> TO DO
Set down exactly, from the records below, the line with "PR #904, opened 2024-06-04" through the line with "[#1978](https://github.com/fecgov/fecfile-web-app/issues/1978)", and nothing else.

> MATERIAL SHOWN
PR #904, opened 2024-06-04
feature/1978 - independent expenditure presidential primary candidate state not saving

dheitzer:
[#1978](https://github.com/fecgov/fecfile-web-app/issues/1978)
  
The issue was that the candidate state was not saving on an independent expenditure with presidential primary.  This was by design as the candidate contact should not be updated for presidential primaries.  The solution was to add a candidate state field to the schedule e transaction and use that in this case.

==

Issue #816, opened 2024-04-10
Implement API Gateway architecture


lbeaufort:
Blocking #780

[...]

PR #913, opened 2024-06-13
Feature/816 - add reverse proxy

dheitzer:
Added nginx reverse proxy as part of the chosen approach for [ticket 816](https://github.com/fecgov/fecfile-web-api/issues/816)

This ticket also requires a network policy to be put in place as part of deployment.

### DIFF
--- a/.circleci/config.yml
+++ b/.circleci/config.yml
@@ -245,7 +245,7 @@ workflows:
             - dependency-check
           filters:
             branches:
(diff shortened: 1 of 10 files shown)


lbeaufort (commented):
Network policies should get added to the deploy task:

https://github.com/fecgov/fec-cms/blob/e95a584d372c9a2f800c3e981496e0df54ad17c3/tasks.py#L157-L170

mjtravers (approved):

> OUTPUT OF THE TASK
PR #904, opened 2024-06-04
feature/1978 - independent expenditure presidential primary candidate state not saving

dheitzer:
[#1978](https://github.com/fecgov/fecfile-web-app/issues/1978)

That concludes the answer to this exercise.